Integration or ReImmigrazione: how Italian law decides who stays and who returns

Welcome to a new episode of the podcast “Integration or ReImmigrazione.” My name is Fabio Loscerbo, I’m an Italian lawyer, and today I want to explain to a U.S. audience how the Italian and European legal system actually works when it comes to migration, integration, and return.

In the United States, migration debates are often framed as a clash between enforcement and amnesty, between mass deportation and permanent regularisation. The Italian and European legal model operates differently. It is neither permissive nor indiscriminate. It is conditional.

At the core of this model is a simple but demanding legal idea: lawful stay is justified by effective integration. Integration here is not a moral concept and not a political aspiration. It is a legal fact. Courts look at concrete elements: stable employment, economic self-sufficiency, respect for the law, social and family ties, and the absence of public-security concerns.

When these elements are present, the legal system recognises that a person has built a real private and social life in the host country. In those cases, removal may become legally disproportionate under European human-rights law. This is where what we call complementary protection comes into play. It is not asylum, and it is not a humanitarian pardon. It is a rights-based safeguard grounded in the protection of private and family life.

And this point is crucial: complementary protection does not create integration. It does not offer time to integrate. It does not promise future inclusion. It simply acknowledges integration that has already happened and prevents a forced removal that would unjustifiably destroy it.

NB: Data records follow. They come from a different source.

PR #3936, opened 2025-07-12
feat: Auto-redact to support text removal on True PDFs, JUnit tests for RedactController, and TextFinder

balazs-szucs:
# Description of Changes

## Overview

This enhancement adds **true PDF text removal** to RedactController. It changes auto-redaction from visual covering to actual text removal. The feature removes text from True PDFs completely while keeping compatibility with other PDF types.

### 1. True PDF Text Removal

- Removes text from PDF structure instead of just hiding it
- No impact to manual redaction or other types of PDFs (e.g.: to searchable PDFs or custom encoded PDFs)

#### How It Works (only high level overview)
- Token Processing: Breaks PDF content into small pieces for exact text finding
- Font Tracking: Keeps track of fonts and formatting
- Text Operators: Finds PDF commands that show text (`Tj`, `TJ`, `'`, `"`)
- Position Mapping: Maps text to exact locations for removal
- Rebuilds PDF: Rebuilds PDFs without the text, while keeping formatting operators

#### No change for other types PDFs

- Because the iteration through the PDF for token/text removal and for box placing are two separate completely methods 
- This means when the there is custom encoded PDF the token/text removal won't find any text to remove (because there no logic for decoding for it for now) but the box finding methods still reliably finds redacted words and puts a box onto them. So no change.

#### Minor Improvements
- Page Grouping: Groups found text by page for faster processing

### JUnit tests for both of files.

- Added JUnit tests for both files. 
- Might need future improvement.

### TODOs

- Support for other types of  additional PDF types besides true PDFs (currently a WIP)
- Feature to be expected in few weeks (if I succeed), sadly that is significantly harder task so only true PDFs for now

### UI

- No UI change for now

### Sample files:

[Free_Test_Data_500KB_PDF_redacted.pdf](https://github.com/user-attachments/files/21195841/Free_Test_Data_500KB_PDF_redacted.pdf)
[lorem-ipsum_redacted.pdf](https://github.com/user-attachments/files/21195842/lorem-ipsum_redacted.pdf)
[true-pdf-sample-1_redacted.pdf](https://github.com/user-attachments/files/21195843/true-pdf-sample-1_redacted.pdf)
[true-pdf-sample-2_redacted.pdf](https://github.com/user-attachments/files/21195844/true-pdf-sample-2_redacted.pdf)
[true-pdf-sample-3_redacted.pdf](https://github.com/user-attachments/files/21195845/true-pdf-sample-3_redacted.pdf)

Closes: does not actually close any issues, since it only works with true PDFs

---

### General

### Documentation

### Testing (if applicable)

### DIFF
--- a/stirling-pdf/src/main/java/stirling/software/SPDF/controller/api/security/RedactController.java
+++ b/stirling-pdf/src/main/java/stirling/software/SPDF/controller/api/security/RedactController.java
@@ -1,19 +1,33 @@
 package stirling.software.SPDF.controller.api.security;
 
-import java.awt.*;
+import java.awt.Color;
 import java.io.ByteArrayOutputStream;
 import java.io.IOException;
 import java.util.ArrayList;
 import java.util.Collections;
 import java.util.HashMap;
+import java.util.HashSet;
 import java.util.List;
 import java.util.Map;
+import java.util.Set;
+import java.util.regex.Matcher;
+import java.util.regex.Pattern;
 
+import org.apache.pdfbox.contentstream.operator.Operator;
+import org.apache.pdfbox.cos.COSArray;
+import org.apache.pdfbox.cos.COSBase;
+import org.apache.pdfbox.cos.COSName;
+import org.apache.pdfbox.cos.COSString;
+import org.apache.pdfbox.pdfparser.PDFStreamParser;
+import org.apache.pdfbox.pdfwriter.ContentStreamWriter;
 import org.apache.pdfbox.pdmodel.PDDocument;
 import org.apache.pdfbox.pdmodel.PDPage;
 import org.apache.pdfbox.pdmodel.PDPageContentStream;
 import org.apache.pdfbox.pdmodel.PDPageTree;
+import org.apache.pdfbox.pdmodel.PDResources;
 import org.apache.pdfbox.pdmodel.common.PDRectangle;
+import org.apache.pdfbox.pdmodel.common.PDStream;
+import org.apache.pdfbox.pdmodel.font.PDFont;
 import org.springframework.http.ResponseEntity;
 import org.springframework.web.bind.WebDataBinder;
 import org.springframework.web.bind.annotation.InitBinder;
@@ -27,6 +41,8 @@ import io.github.pixee.security.Filenames;
 import io.swagger.v3.oas.annotations.Operation;
 import io.swagger.v3.oas.annotations.tags.Tag;
 
+import lombok.AllArgsConstructor;
+import lombok.Data;
 import lombok.RequiredArgsConstructor;
 import lombok.extern.slf4j.Slf4j;
 
@@ -48,6 +64,13 @@ import stirling.software.common.util.propertyeditor.StringToArrayListPropertyEdi
 @RequiredArgsConstructor
 public class RedactController {
 
+    private static final float DEFAULT_TEXT_PADDING_MULTIPLIER = 0.3f;
+    private static final float PRECISION_THRESHOLD = 1e-3f;
+    private static final int FONT_SCALE_FACTOR = 1000;
+
+    // Text showing operators
+    private static final Set<String> TEXT_SHOWING_OPERATORS = Set.of("Tj", "TJ", "'", "\"");
+
     private final CustomPDFDocumentFactory pdfDocumentFactory;
 
     @InitBinder
@@ -65,17 +88,30 @@ public class RedactController {
                             + " Type:SISO")
     public ResponseEntity<byte[]> redactPDF(@ModelAttribute ManualRedactPdfRequest request)
             throws IOException {
+        log.debug(
+                "Starting manual redaction for file: {}",
+                request.getFileInput().getOriginalFilename());
+
         MultipartFile file = request.getFileInput();
         List<RedactionArea> redactionAreas = request.getRedactions();
 
+        log.debug(
+                "Processing {} redaction areas",
+                redactionAreas != null ? redactionAreas.size() : 0);
+
         PDDocument document = pdfDocumentFactory.load(file);
+        log.debug("Loaded PDF document with {} pages", document.getNumberOfPages());
 
         PDPageTree allPages = document.getDocumentCatalog().getPages();
 
+        log.debug("Starting page redactions");
         redactPages(request, document, allPages);
+
+        log.debug("Starting area redactions");
         redactAreas(redactionAreas, document, allPages);
 
         if (Boolean.TRUE.equals(request.getConvertPDFToImage())) {
+            log.debug("Converting PDF to image format");
             PDDocument convertedPdf = PdfUtils.convertPdfToPdfImage(document);
             document.close();
             document = convertedPdf;
@@ -86,6 +122,8 @@ public class RedactController {
         document.close();
 
         byte[] pdfContent = baos.toByteArray();
+        log.debug("Manual redaction completed. Output PDF size: {} bytes", pdfContent.length);
+
         return WebResponseUtils.bytesToWebResponse(
                 pdfContent,
                 Filenames.toSimpleFileName(file.getOriginalFilename()).replaceFirst("[.][^.]+$", "")
@@ -95,17 +133,30 @@ public class RedactController {
     private void redactAreas(
             List<RedactionArea> redactionAreas, PDDocument document, PDPageTree allPages)
             throws IOException {
+        log.debug("Processing redaction areas");
+
         // Group redaction areas by page
         Map<Integer, List<RedactionArea>> redactionsByPage = new HashMap<>();
 
         // Process and validate each redaction area
         for (RedactionArea redactionArea : redactionAreas) {
+            log.debug(
+                    "Validating redaction area on page {}: x={}, y={}, width={}, height={}",
+                    redactionArea.getPage(),
+                    redactionArea.getX(),
+                    redactionArea.getY(),
+                    redactionArea.getWidth(),
+                    redactionArea.getHeight());
+
             if (redactionArea.getPage() == null
                     || redactionArea.getPage() <= 0
                     || redactionArea.getHeight() == null
                     || redactionArea.getHeight() <= 0.0D
                     || redactionArea.getWidth() == null
-                    || redactionArea.getWidth() <= 0.0D) continue;
+                    || redactionArea.getWidth() <= 0.0D) {
+                log.debug("Skipping invalid redaction area: {}", redactionArea);
+                continue;
+            }
 
             // Group by page number
             redactionsByPage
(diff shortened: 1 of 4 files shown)


Frooodle:
This is awesome work!! a great PR and hugely wanted

balazs-szucs:
Hi!

Quick explanation on the amount of testing done on redaction related stuff.

My reasoning for it was:
- I/other ppl will probably work on this for a while if we want true text removal
- It is VERY easy to introduce regressions in this
- Bugs that are hard detect are common: PDF text/token structure is very inconsistent e.g.:
a) PDF token/text array can be totally random. Sometimes an Array of say 5 words, sometimes 1 word spread across 3 different array.
b) It is easy to remove COSStrings or tokens that are related to formatting and can "ruin" the PDF text structure
c) Naive redaction approaches are risky, and generally have very poor results

This means some bugs manifest themselves only under certain conditions e.g.: buggy if the word was spread across multiple Arrays but not when it was for example was in one Array.

Hope this helps and clears some possible questions :)

Obviously **I am open to feedback/conversation** so this is not set in stone just my 2 cents here.

balazs-szucs:
[true-pdf-sample-example.pdf](https://github.com/user-attachments/files/21204777/true-pdf-sample-example.pdf)


One earlier example, that works perfectly when there 1 word per Array, but when the Array contains more words, then it removes the text, but fails to remake/keep the PDF formatting, resulting a PDF that's technically readable but is quite different from what it should look like. Red markings are some places where it's "off", but not all problems are marked red just the more noticeable ones.

This (now) would be caught with the testing because of number difference in the tokens.

(This is no longer case and was patched quite early on)

balazs-szucs:
Hi!

Quick update:

[314e6c4](https://github.com/Stirling-Tools/Stirling-PDF/pull/3936/commits/314e6c4bc1f1a5edf201606111ab0442cf9bbe3f)

Added more fallback/checks for compatibility. Sadly this means further decreasing the number of PDFs this feature compatible with, but this is more a "just in case". Currently working on testing for tables/figures/other stranger formatted PDFs, so far no issues detected, but I want to be on the safe side with those too. So I am thinking of either disabling this if those present for now  (e.g.: tables) or giving user option as an "opt in" for this feature.

balazs-szucs:
Here are some example PDFs with table:

[example_table_redacted.pdf](https://github.com/user-attachments/files/21206091/example_table_redacted.pdf)
[example_table_redacted2.pdf](https://github.com/user-attachments/files/21206095/example_table_redacted2.pdf)
[example_table_redacted3.pdf](https://github.com/user-attachments/files/21206096/example_table_redacted3.pdf)
[invoicesample_with_table_redacted.pdf](https://github.com/user-attachments/files/21206116/invoicesample_with_table_redacted.pdf)
[invoicesample2_with_table_redacted.pdf](https://github.com/user-attachments/files/21206128/invoicesample2_with_table_redacted.pdf)



So far looks very good, but obviously aiming for better conformation than few random PDFs.

balazs-szucs:
[example_chart_redacted.pdf](https://github.com/user-attachments/files/21206854/example_chart_redacted.pdf)

PDF redaction with chart (chart X axis redacted)

[d7ed471](https://github.com/Stirling-Tools/Stirling-PDF/pull/3936/commits/d7ed471e5d807448519084805dec34cb2646e515) tries to calculate FONT width more reliable way, less hardcoded values, more reliance on PDFFont metadata

[03e252f](https://github.com/Stirling-Tools/Stirling-PDF/pull/3936/commits/03e252f9e85c2bc0d7001b48fc06602d9c026a0c) adjusts the kerning adjustment size to be more conservative

None of related to charts, but I recently found a good example so I thought I would attach it to the comment.

reecebrowne (dismissed):

balazs-szucs:
Hi,

Thanks for approval but I would like keep this PR open for a bit longer if that's alright. Personally, I think, there is some improvements potential here, I think mainly testing (as in JUnit testing), and PDFFont/custom encoding support since right now it is somewhat restrictive. The way code is checking for encoding/decoding issues is that we try to encode/decode the U+0020 and if that fails that means the PDFBox probably doesn't like the font/encoding. This is very broad on purpose, I would like to instead try using metadata to catch PDFs that are fundamentally incompatible with PDFBox methods that I used.

Metadata-based compatibility detection would look and check for these:

- Font type (Type1, TrueType, CIDFont, etc.)
- Encoding schemes (WinAnsiEncoding, MacRomanEncoding, etc.)
- Font subset indicators (6-character prefixes like "BAAAAA+") (already partially present)
- Font descriptor flags for better characterization
- CMap presence for Unicode mapping

However if this falls outside the scope of this PR, it can be of course done later.

Frooodle:
Im happy to wait! Thankyou for your consideration on the different usecases!

balazs-szucs:
[true-pdf-sample-1_new_kerning_size_redacted.pdf](https://github.com/user-attachments/files/21214937/true-pdf-sample-1_new_kerning_size_redacted.pdf)

This is an example using newer kerning sizes/font sizes from  [d7ed471](https://github.com/Stirling-Tools/Stirling-PDF/pull/3936/commits/d7ed471e5d807448519084805dec34cb2646e515) and [03e252f](https://github.com/Stirling-Tools/Stirling-PDF/pull/3936/commits/03e252f9e85c2bc0d7001b48fc06602d9c026a0c). I thought I should point out that its coming together very nicely. Especially at the quotation marks and apostrophes those require some precision not to get sucked into the box or have large unnatural distance between them and the redacted word . You barely  notice on this these newer ones that there were modifications to the text stream. The original examples are quite inferior to this in my opinion. Anyways I just wanted to say that I'll post some newer stuff, because it's better.

Frooodle:
sorry for conflicts, we moved the location to /app/ and changed stirling-pdf folder to 'core' so its /app/core/src/main etc

balazs-szucs:
No worries should be easy enough to resolve them. Thanks for heads up :)

balazs-szucs:
Hi,

There have been quite a lot of recent additions, so this is more of a high-level overview of the last commits:
- More extensive and accurate placeholder creation. As mentioned in one previous comment, replacing redacted words with others is NOT a good idea; however, taking them as "reference" for kerning width creation is apparently a very good idea.
- Much more reliance on PDFBox high-level methods. (especially regarding PDFFont metadata)
- One previous edge case was that some PDFs contain a LOT of different fonts (for some reason), so now encodings/fonts etc. are checked on every text stream. If one font used is custom encoded, it will fallback to only visual redaction.
- Added handling of XObjects (used in forms, for example).
- General improvements to tests (JUnit tests).

I am currently very confident currently ran through 50 or so sample PDFs with no problems whatsoever. JUnit test also handles more edge cases and is generally better quality, so that also gives peace of mind.

It's all very exciting stuff, I know. Many thanks for your patience on this. I would like to keep this open for a tad bit longer to crawl through the PDFBox documentation one more time to see if anything pops up.

I will continue to keep you in the loop here.

P.S
Until then here are some more recent samples:
[lorem-ipsum_redacted.pdf](https://github.com/user-attachments/files/21241176/lorem-ipsum_redacted.pdf)
[table_examples_redacted.pdf](https://github.com/user-attachments/files/21241180/table_examples_redacted.pdf)
[table_redacted.pdf](https://github.com/user-attachments/files/21241181/table_redacted.pdf)
[true-pdf-sample-1_redacted.pdf](https://github.com/user-attachments/files/21241182/true-pdf-sample-1_redacted.pdf)
[PDF_redacted.pdf](https://github.com/user-attachments/files/21241178/PDF_redacted.pdf)
[example_redacted.pdf](https://github.com/user-attachments/files/21241188/example_redacted.pdf)

balazs-szucs:
Hi,

Firstly, many thanks for your patience on this. Secondly, a quick high level overview of [6315721](https://github.com/Stirling-Tools/Stirling-PDF/pull/3936/commits/6315721e8f6e3f50819e77d13be5841a4fc67c38)is that it is mostly a refactor/removal of hard-coded stuff in favor of a bit better code. Sadly, not all hard coded values can be replaced. Small improvements on kerning creation as well as on determining eligibility; no major changes to the core of functionality.

From my side, I think I more or less double-triple checked everything, but since this is quite a large PR, it is possible I might have missed some things, so please feel free to let me know if there is any room for additional improvement or if there's something I should fix

Please note: this adds rudimentary support for this feature. This means:
- To reiterate: support for text removal is not guaranteed (when it can be safely done, it will be; otherwise fallback to "old" redact)
- More PRs on this to come; however, I intend to take a bit of a little break from this after this
- But I am available for questions/feedback anytime
- I also plan to add PDFBox and PDF standard doc references in the near future if you want.

For the future: the box might not always perfectly align with width of the removed text, due to the fact that there is a heuristic width calculation involved when PDFBox method getAverageFontWidth() and calculation based on box width both fail. However, in these cases, since the kerning size is artificially increased, and in text removal the box width is decreased, it always means that there is sometimes a bit more "white space" than there naturally would be. To quote an absolute classic "this is a feature, not a bug", this is actually a feature; since it further hides the true size of the removed text. (however, it was done on the premise that in very rare cases, if the kerning is underestimated, the next word after the redacted one might partially fall into the redaction box, which is not good for readability). Anyway, I am considering in the future maybe adding a randomized element (not to a large extent) to that, because the redaction box is only there to signal something was removed; this is also recommended by several papers I read while researching this feature to avoid standardized or variable block sizes to break the link between the redaction's appearance and the original data's characteristics

https://arxiv.org/html/2410.07772v1 (in this paper, researchers could reconstruct redacted words partially based on the redaction box sizes)

> Page 1: "In this paper we propose use of a k-anonymity-like approach for evaluating the privacy of redacted text. Given a piece of redacted text we use a state of the art transformer-based deep learning network to reconstruct the original text"

https://arxiv.org/pdf/2206.02285 

> Page 17: "If redacting more text is not possible, the width of the redaction should be quantized to a fixed value, and any glyph shifts should be removed. While this may make the file less aesthetically pleasing, it is necessary for the security of redactions

And there are many more, but for this comment's sake I think this is enough :)
 
Also, I wonder if we should update the docs? I think it might be wise to inform the end user of how this works, but unsure; in any case, happy to help :)

Frooodle:
Sorry been extremely busy  and thought i had commented on this!

Frooodle:
All the code looks good and i think its good for most usecases
I don't think it needs any doc updates, ideally it should work in such a way people don't need to read docs (since less than 1% of users will anyway)
If you do think we need to inform them id rather have a (I) or something

I think the feature can just run if the convert to image flag is false, and then they can choose between each
Edit: actually since text removal cant always be done maybe not.. hmm.. yeah its a awkward one

Frooodle:
the redaction box size is a interesting one, since the text behind is removed I think the randomness of it makes some sense if anything it means we can ensure the box isn't ever too big and overlapping other next by deducting some width randomly

Frooodle:
Also thanks again for these changes, sorry for the busy weeks and lack of response, we are working on a V2 UI at the moment and trying lots of new things out

balazs-szucs:
No worries about response time it is fine. I had time to stew/brainstorm :smile: 

- I agree that this situation is somewhat awkward. I also wish there were a magic solution (or a specific PDFBox method) to resolve all these issues, but unfortunately, that's not really possible.

Small consolation is even Adobe fails at cases (this is not me/PDFBox etc issues): https://community.adobe.com/t5/acrobat-discussions/strange-font-encoding-in-pdf-files/m-p/12472215

https://community.adobe.com/t5/acrobat-reader-discussions/garbage-characters-in-acrobat-reader-dc/td-p/12655524


There many other example on Adobe forums so this is quite wide spread everywhere.

- For future reference, OCR might be a solution for dealing with custom encoded fonts (there are also other decoding functions). See the FAQ on the PDFBox website:

>Q: How come I am getting gibberish (G38G43G36G51G5) when extracting text?
>A: This is because the characters in a PDF document can use a custom encoding instead of Unicode or ASCII. When you see gibberish text, it probably means that a meaningless internal encoding is being used. The only way to access the text is to use OCR. This may be a future enhancement.
>         (Source: PDFBox FAQ)
Link: https://pdfbox.apache.org/2.0/faq.html
- I’ve had some success with custom encoded fonts; however, it became increasingly difficult to implement fallback after fallback to keep the visuals of the original PDF. While I:
    a) Successfully removed text,
    b) It came at the cost of ruining the PDF structure (this was severe some cases, not really a problem in others)

- As I mentioned in earlier messages, testing is extremely challenging in this context. Re-encoding and decoding a PDF is also a significant problem.

Here is also some discussion on these topics for the interested: https://issues.apache.org/jira/browse/PDFBOX-4737?focusedCommentId=17012184&page=com.atlassian.jira.plugin.system.issuetabpanels%3Acomment-tabpanel

https://stackoverflow.com/questions/39485920/how-to-add-unicode-in-truetype0font-on-pdfbox-2-0-0

At some point, a front-end change will likely be required. The reason for this is that some sacrifices will probably need to be made. One such compromise could be to simply remove text without adjusting kerning. This might or might not somewhat disrupt the PDF structure, but most of the time, it may not be a significant issue. Doing so would significantly reduce the complexity this.

For sake of transparency; I will make effort to provide you such examples since I understand this might hard to image how it would look like, but examples (good or bad) will help everybody make informed decisions. (On my part implementing such example would not be hard; since a very large part I also know too much about the topic at this point :smile: no problem doing some trial and error and see the results and I would image approx 1500 lines is all about this):
- Kerning creation
- Kerning width estimation
- Re-encoding with new Kerning

Most of which in that can be ignored.

To address the elephant in the room in this case the development would run two separate threads ergo:
- Safely increase the numbers safely modifiable PDFs on one hand
- Implement a more aggressive removal method on the other (at cost)

This way user-space wouldn't be disrupted as much. (From user perspective you probably don't want to see significant change on how feature works in every other week I image.)

Maybe a checkbox would do where it would say: "Remove text without adjustment"

One other solution would be that is used by some other open source project (like MuPDF) is to strip everything that might interfere with the process:
- Run through OCR (I've some people mentioning alternative to convert PDF to word (or PDF/A) document and re-convert to normal PDF; somewhat strange method but according to some discussions may produce good result)
- Remove formatting
- Replace fonts to manageable fonts
- etc...

Expectation management however is KEY, here. There is no software on planet earth that can do this perfectly.  I wont be able to do this perfectly either.

Yeah, as I said no problem about response time :)

PS: lot of text with lot of promises, so I kinda see optics here, but I am confident we can do good work here.

balazs-szucs:
Hi, 

Just to avoid any confusion:
- Should I wait until this is merged?
- Or should I push discussed changes into this?

Both of them are 100% fine by me.


Edit: in the meantime I started to resume work on this, I'll keep you updated, so I would say this should stay open a little bit longer.

Frooodle:
sorry i didnt see your edit

Frooodle:
we wont be doing a release for some time so it should be okay, but I'm also happy to revert if needed

balazs-szucs:
No worries, I think I did due diligence on this, my primary focus will be on a more "aggressive" mode which builds on this PR's code, so no problem on my side, I think this more moderate approach: "do if you can, don't if you can't" should be good tbh, and an aggressive "opt-in" would be next addition that I am working right now. (as discussed earlier)

This code hopefully won't need much more love. Although RedactContoller I think I'll chop up a bit more ~2k lines is crazy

Now, here is where the paradigm “Integration or ReImmigrazione” becomes essential. ReImmigrazione is a brand and a legal concept. It is not translated, and it should not be confused with ideological notions of “remigration” circulating in parts of Europe. ReImmigrazione is not collective, not automatic, and not political. It describes the legal outcome that follows when integration is absent.

If a person has not integrated in a legally meaningful way, the system does not invent a third status, a grey zone, or a permanent exception. In those cases, the State’s power to enforce return remains intact. ReImmigrazione is simply the lawful consequence of failing to meet the integration threshold that justifies continued stay.

A recent decision by the Tribunale di Bologna made this logic very clear. The court protected an individual not because he was present in Italy, but because he had demonstrably integrated. The same reasoning implies the opposite outcome where integration cannot be proven. This is not ideology. It is legal symmetry.

For an American listener, this model may sound unfamiliar, but it offers an important insight. It avoids the extremes of open-ended permanence and blanket enforcement. It relies on individual assessment, proportionality, and evidence. Rights follow responsibility. Legal status follows facts.

So when I say Integration or ReImmigrazione, I am not proposing a new policy. I am describing how the system already works when it is applied consistently. If integration is real, the law protects it. If it is not, return is not a failure of the system. It is the system functioning as designed.

Thank you for listening to this episode of “Integration or ReImmigrazione.” I’ll see you in the next one.